Compute how many lines in the data below hold the word "mock", then report that number with nothing else.
───── Entries supplied ─────
PR #196, opened 2016-03-17
DO NOT MERGE - Tests datastack backend support

olaurino:
The sense of this PR is just to have Travis create a pr-build with the tests for #190. We are not including the tests in that PR because they rely on mock and pytest, which are not yet approved as CIAO OTS packages. This PR proves that #190 actually works when merged into master.


olaurino:
Rebasing after having rebased #190.

sherpa/astro/datastack/__init__.py
```diff
@@ -1086,40 +312,56 @@ def wrap(*args, **kwargs):
         return wrapfunc(*args, **kwargs)
 
     wrap.__name__ = func.__name__
-    wrap.__doc__ = func.__doc__
+    if not hasattr(DataStack, func.__name__):
```
DougBurke: Can the logic be swapped here, as to me it reads  better - i.e.

    if hasattr(...):
        doc = getattr(...)
    else:
        doc = func.__doc__

DougBurke:
Would it make sense to pull out the logging changes into a separate PR (just to make it a bit easier to see what's going on), or do they rely on the mock changes so it makes sense to do them here?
─────
**Written solution:**
2